The comment sections on news sites tend to have the craziest, nastiest trolling. At least with those types of things, it's random hatefulness. When I read the comments it's sort of like a train wreck.

Forums like RO get people involved with each other and a certain amount of trust and respect develops. Misunderstandings are easy online. I've certainly had my feelings hurt, but usually things can be straightened out if everybody stops, and backs up for a few minutes to explain themselves.


----------



## LakeCondo (Jun 9, 2012)

I understand there are people making comments on news sites that are purposely offensive; they're called trolls. I don't recall why they do it; for "fun" of if they're paid, sort of like negative ads, but to an extreme. Doing that deters genuine dialogue.


----------



## Nancy McClelland (Jun 9, 2012)

"God must really love stupid people, 'cause He made so darn many!" George Carlin.


----------



## MagPie (Jun 10, 2012)

Ok so I thought I was the only one who noticed the blah horse people. I just thought it was me not being good at making friends.
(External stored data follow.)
Issue #537, opened 2023-09-12
Describe `script.IteratorRemoteValue` serialization


sadym-chromium:
https://w3c.github.io/webdriver-bidi/#issue-4eaad8c4

Should any object with callable property `next` be serialized as an iterator?

Lightning00Blade:
Closing as won't fix per https://github.com/w3c/webdriver-bidi/pull/691

PR #691, opened 2024-03-20
Remove IteratorRemoteValue from the spec

OrKoN:
Currently, how IteratorRemoteValue is produced is not specified as per https://github.com/w3c/webdriver-bidi/issues/537

Additionally, a general iterator is any object with a next method as per https://tc39.es/ecma262/multipage/control-abstraction-objects.html#sec-iterator-interface and it is an interface that any object can implement.

Since there is currently no use case requiring serialization support of iterators, we propose removing IteratorRemoteValue from the spec.

The following use cases have been considered:

1) Evaluating an iterator from the client code (In puppeteer code):

```
сonst it = await page.evaluateHandle(() => produce an iterator)
await it.evaluate(it => it.next())
```

Conclusion: serialization as an object is sufficient, since the user knows if they are dealing with an iterator and additionally they can check for the presence of the next method if needed.

2) Logging an iterator object to console

We believe that serializing an iterator as an object would be sufficient.

***
<a href="https://pr-preview.s3.amazonaws.com/w3c/webdriver-bidi/pull/691.html" title="Last updated on Mar 20, 2024, 10:32 AM UTC (7d6750f)">Preview</a> | <a href="https://pr-preview.s3.amazonaws.com/w3c/webdriver-bidi/691/efb27e8...7d6750f.html" title="Last updated on Mar 20, 2024, 10:32 AM UTC (7d6750f)">Diff</a>

### DIFF
--- a/index.bs
+++ b/index.bs
@@ -7721,7 +7721,6 @@ script.RemoteValue = (
   script.SetRemoteValue /
   script.WeakMapRemoteValue /
   script.WeakSetRemoteValue /
-  script.IteratorRemoteValue /
   script.GeneratorRemoteValue /
   script.ErrorRemoteValue /
   script.ProxyRemoteValue /
@@ -7796,12 +7795,6 @@ script.WeakMapRemoteValue = {
 
 script.WeakSetRemoteValue = {
   type: "weakset",
-  ? handle: script.Handle,
-  ? internalId: script.InternalId,
-}
-
-script.IteratorRemoteValue = {
-  type: "iterator",
   ? handle: script.Handle,
   ? internalId: script.InternalId,
 }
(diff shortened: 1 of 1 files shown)


sadym-chromium (approved):

sadym-chromium:
@jgraham @jimevans WDYT?

OrKoN:
Does anyone have any use cases in mind that would require special handing of iterators during serialzation?

jgraham (approved):
Since this is unused it's technically a noop change. But also I agree that since Iterator is just an interface we don't need a specific type.

whimboo:
@OrKoN can you please remove or better fix all the wpt tests for iterator serialization? Those are failing at the moment on wpt.fyi. Thanks.

OrKoN:
@whimboo which tests do you mean? I have updated tests in https://github.com/web-platform-tests/wpt/pull/45217 and they all pass for Firefox.

whimboo:
Oh wait. I was looking at eg [this test](https://wpt.fyi/results/webdriver/tests/bidi/script/evaluate/remote_values.py?label=master&label=experimental&product=firefox&product=firefox_android&product=chrome&product=chrome_android&product=safari&aligned&view=subtest). But yeah it passes now for Firefox and as it looks like requires a bidi mapper release for Chrome to pass the test?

I have a few animal forums that I still go to. But between me lurking and not having internet at home I tend not to say much. So I tend not to be noticed. Oh this one doll forum I go to can some times be a little much since it's full of kind of narrow minded people. I wanted to say conservatives but that would put a bad light on the ones that aren't bad haha. I'm not nearly on as many forums as I used to be. A lot of them have slowed down or I'm just not feeling social or welcome.

RO is nice that people don't start fights and we all get to go on and on about our rabbits when most people would be sick of it haha.


----------



## BabyRue (Jun 10, 2012)

I really do believe its just horse people. They are all nuckin futs!! It makes me want to bash my head off a wall.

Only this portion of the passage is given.